Task statement -> Write the line that contains "[the remark this" and each one after it, word for word, ending with the final line of the data.

Data records ->

▼

PR #6064, opened 2022-05-16
Detekt: fix end period

bmarty:
## Type of change

- [ ] Feature
- [ ] Bugfix
- [ ] Technical
- [x] Other : documentation and code quality

## Content

Add missing period in Kdoc. Enable rule `EndOfSentenceFormat`

Will require https://github.com/matrix-org/matrix-analytics-events/pull/63

## Motivation and context

Improve code quality and generated documentation quality

## Reviewers

Sorry for the big PR. There is no code change hopefully. Maybe using https://patch-diff.githubusercontent.com/raw/vector-im/element-android/pull/6064.diff can help. Maybe not.

### DIFF
--- a/.github/workflows/post-pr.yml
+++ b/.github/workflows/post-pr.yml
@@ -325,5 +325,5 @@ jobs:
         with:
           github_token: ${{ secrets.GITHUB_TOKEN }}
           hookshot_url: ${{ secrets.ELEMENT_ANDROID_HOOKSHOT_URL }}
-          text_template: "Post-merge validation of ${{ github.head_ref }} into ${{ github.base_ref }} by ${{ github.event.merged_by }} failed: {{#each job_statuses }}{{#with this }}{{#if completed }}  {{name}} {{conclusion}} at {{completed_at}}, {{/if}}{{/with}}{{/each}}"
-          html_template: "Post-merge validation of ${{ github.head_ref }} into ${{ github.base_ref }} by ${{ github.event.merged_by }} failed: {{#each job_statuses }}{{#with this }}{{#if completed }}<br />{{icon conclusion}} {{name}} <font color='{{color conclusion}}'>{{conclusion}} at {{completed_at}} <a href=\"{{html_url}}\">[details]</a></font>{{/if}}{{/with}}{{/each}}"
+          text_template: "Post-merge validation of ${{ github.head_ref }} into ${{ github.base_ref }} by ${{ github.event.pull_request.merged_by }} failed: {{#each job_statuses }}{{#with this }}{{#if completed }}  {{name}} {{conclusion}} at {{completed_at}}, {{/if}}{{/with}}{{/each}}"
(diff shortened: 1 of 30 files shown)


ouchadam (approved):
LGTM :+1: (Didn't check every file...)

matrix-sdk-android/src/main/java/org/matrix/android/sdk/internal/util/UrlUtils.kt
```diff
@@ -39,7 +39,7 @@ internal fun String.ensureProtocol(): String {
 }
 
 /**
- * Ensure string has trailing /
+ * Ensure string has trailing /.
```
fedrunov, line 42: NIT, but at first I thought that this sentence is just cut off by mistake. It would be cool to take / in quotes to make it clear, but I'm not sure how to escape a single quote in kDoc. Possible option is Html escape like 

&lsquo / &lsquo

but it looks ugly when you read doc in file, not by viewer. Maybe taking in double quotes inside markdown block will be better choice, like this

\`"/"\`

matrix-sdk-android/src/main/java/org/matrix/android/sdk/internal/session/integrationmanager/AllowedWidgetsContent.kt
```diff
@@ -22,18 +22,20 @@ import com.squareup.moshi.JsonClass
...
-         * Map of native widgetType to a map of domain to Allowed
+         * Map of native widgetType to a map of domain to Allowed.
+         * <pre>
          * {
          *      "jitsi" : {
          *            "jitsi.domain.org"  : true,
          *            "jitsi.other.org"  : false
          *      }
          * }
+         * </pre>
```
fedrunov, line 38: Missing dot here? Or it's not required when sentence starts and ends with same tag

fedrunov (changes requested):
I've checked every file and I feel like I need a pair of new eyes now :) There is one place, where I think dot might be missing and small NIT (not important thing) which I think doesn't deserve to make a commit just for it

matrix-sdk-android/src/main/java/org/matrix/android/sdk/internal/util/UrlUtils.kt
bmarty: Clarified in dcbc85484c2f321367244ece4e480296bed436d3

matrix-sdk-android/src/main/java/org/matrix/android/sdk/internal/session/integrationmanager/AllowedWidgetsContent.kt
bmarty: I think this is OK for detekt since the first sentence `Map of native widgetType to a map of domain to Allowed.` ends with a period.

fedrunov (approved):
LGTM

matrix-sdk-android/src/main/java/org/matrix/android/sdk/internal/session/integrationmanager/AllowedWidgetsContent.kt
fedrunov: I just thought that every sentence in doc have to end with dot, since you actually do so in other places, with many sentences, like here:

 https://github.com/vector-im/element-android/blob/12eb23b198254191274601f0f933ceb67c7cb251/matrix-sdk-android/src/main/java/org/matrix/android/sdk/api/query/QueryStringValue.kt#L50

It doesn't matter much, if it's ok for detekt, just curious

PR #6074, opened 2022-05-17
Poll refactoring with unit tests (PSF-1020)

onurays:
Aggregating poll editing, poll response and poll end events were handled in `EventRelationsAggregationProcessor` class which was over crowded. Furthermore it wasn't easy to write unit test for this class.

Within this PR, poll implementation moved to a separate class and unit tests are written.

Test coverage:
| Method | Line |
|-------|-------|
| 100% (8/8) | 75.5% (77/102) |


matrix-sdk-android/src/main/java/org/matrix/android/sdk/internal/session/room/aggregation/poll/DefaultPollAggregationProcessor.kt
```diff
@@ -0,0 +1,210 @@
...
+            aggregatedPollSummaryEntity.sourceLocalEchoEvents.remove(txId)
+            aggregatedPollSummaryEntity.sourceEvents.add(event.eventId)
+        }
+
+        return true
+    }
+
+    private fun getPollEvent(session: Session, roomId: String, eventId: String): TimelineEvent? {
+        return session.roomService().getRoom(roomId)?.getTimelineEvent(eventId) ?: return null.also {
+            Timber.v("## POLL target poll event $eventId not found in room $roomId")
```
ericdecanini, line 186: Optional: If these are error logs we want to keep in prod, don't we want to increase the log level to info or warning? I think our verbose and debug logs are very overcrowded and it can make it harder to debug normal development tasks

matrix-sdk-android/src/test/java/org/matrix/android/sdk/internal/session/room/aggregation/poll/PollAggregationProcessorTest.kt
```diff
@@ -0,0 +1,301 @@
...
+
+    @Before
+    fun setup() {
+        mockEventAnnotationsSummaryEntity()
+        mockRoom(A_ROOM_ID, AN_EVENT_ID)
+        every { session.myUserId } returns A_USER_ID_1
+    }
+
+    @Test
+    fun `given a poll start event which is not a replace is not processed by poll aggregator`() {
```
ericdecanini, line 203: In the test names I think we should reflect the expected outcome, not simply the condition setup.

Following a given-when-then structure, I think the then clause is the most important as it shows us what is expected (personally I always use when-then with given as an optional if there are multiple paths/inputs to a function, but curious to know how other people go about this)

matrix-sdk-android/src/test/java/org/matrix/android/sdk/internal/session/room/aggregation/poll/PollAggregationProcessorTest.kt
```diff
@@ -0,0 +1,301 @@
...
+import org.matrix.android.sdk.internal.database.model.EventAnnotationsSummaryEntity
+import org.matrix.android.sdk.internal.database.model.EventAnnotationsSummaryEntityFields
+import org.matrix.android.sdk.internal.database.model.PollResponseAggregatedSummaryEntity
+import org.matrix.android.sdk.test.fakes.FakeRealm
+
+private const val A_USER_ID_1 = "@user_1:matrix.org"
+private const val A_ROOM_ID = "!sUeOGZKsBValPTUMax:matrix.org"
+private const val AN_EVENT_ID = "\$vApgexcL8Vfh-WxYKsFKCDooo67ttbjm3TiVKXaWijU"
+
+private val A_POLL_CONTENT = MessagePollContent(
```
ericdecanini, line 56: It also feels weird to have so much test data on top of the test class so much so that the class itself is so far down. I would suggest creating a separate object file containing all this test data and making it internal

ericdecanini (changes requested):

matrix-sdk-android/src/main/java/org/matrix/android/sdk/internal/session/room/aggregation/poll/DefaultPollAggregationProcessor.kt
onurays: Removed. We don't need these logs since they are heavily tested.

matrix-sdk-android/src/test/java/org/matrix/android/sdk/internal/session/room/aggregation/poll/PollAggregationProcessorTest.kt
onurays: Done. Let's discuss this on Friday with team.

matrix-sdk-android/src/test/java/org/matrix/android/sdk/internal/session/room/aggregation/poll/PollAggregationProcessorTest.kt
onurays: Right, moved to a separate file.

matrix-sdk-android/src/test/java/org/matrix/android/sdk/test/fakes/FakeRealm.kt
```diff
@@ -0,0 +1,36 @@
...
+import io.realm.RealmModel
+import io.realm.RealmQuery
+import io.realm.kotlin.where
+
+internal class FakeRealm {
+
+    val instance = mockk<Realm>(relaxed = true)
+
+    inline fun <reified T : RealmModel> givenWhereReturns(result: T?): RealmQuery<T> {
+        val queryResult = mockk<RealmQuery<T>>(relaxed = true)
```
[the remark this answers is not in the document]
onurays: Removed. We don't need it at all, for now.

ericdecanini (approved):
Ty for the changes! Just conflicts to resolve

▲

Solution below ->
[the remark this answers is not in the document]
onurays: Removed. We don't need it at all, for now.

ericdecanini (approved):
Ty for the changes! Just conflicts to resolve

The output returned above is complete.